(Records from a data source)
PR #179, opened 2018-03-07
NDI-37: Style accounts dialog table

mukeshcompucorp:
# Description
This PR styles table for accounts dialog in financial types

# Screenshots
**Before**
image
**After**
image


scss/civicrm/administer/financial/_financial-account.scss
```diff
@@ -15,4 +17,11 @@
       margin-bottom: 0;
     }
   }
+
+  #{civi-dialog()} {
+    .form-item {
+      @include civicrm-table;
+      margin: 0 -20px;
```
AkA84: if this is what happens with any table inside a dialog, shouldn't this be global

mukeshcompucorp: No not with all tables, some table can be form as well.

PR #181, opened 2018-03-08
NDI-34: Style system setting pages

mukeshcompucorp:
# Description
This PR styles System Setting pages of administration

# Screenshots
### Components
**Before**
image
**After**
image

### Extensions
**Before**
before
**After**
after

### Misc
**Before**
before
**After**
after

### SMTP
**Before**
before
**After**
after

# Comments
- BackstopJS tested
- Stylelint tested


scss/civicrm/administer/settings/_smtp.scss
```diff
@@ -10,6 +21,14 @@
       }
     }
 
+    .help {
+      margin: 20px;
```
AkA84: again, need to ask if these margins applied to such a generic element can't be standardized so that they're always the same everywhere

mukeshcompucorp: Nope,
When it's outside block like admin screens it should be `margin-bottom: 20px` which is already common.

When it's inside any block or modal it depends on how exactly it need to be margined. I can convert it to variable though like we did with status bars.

## Task instructions
The answer consists of the lines above that include the word "block", each copied exactly.

## Written solution
When it's outside block like admin screens it should be `margin-bottom: 20px` which is already common.
When it's inside any block or modal it depends on how exactly it need to be margined. I can convert it to variable though like we did with status bars.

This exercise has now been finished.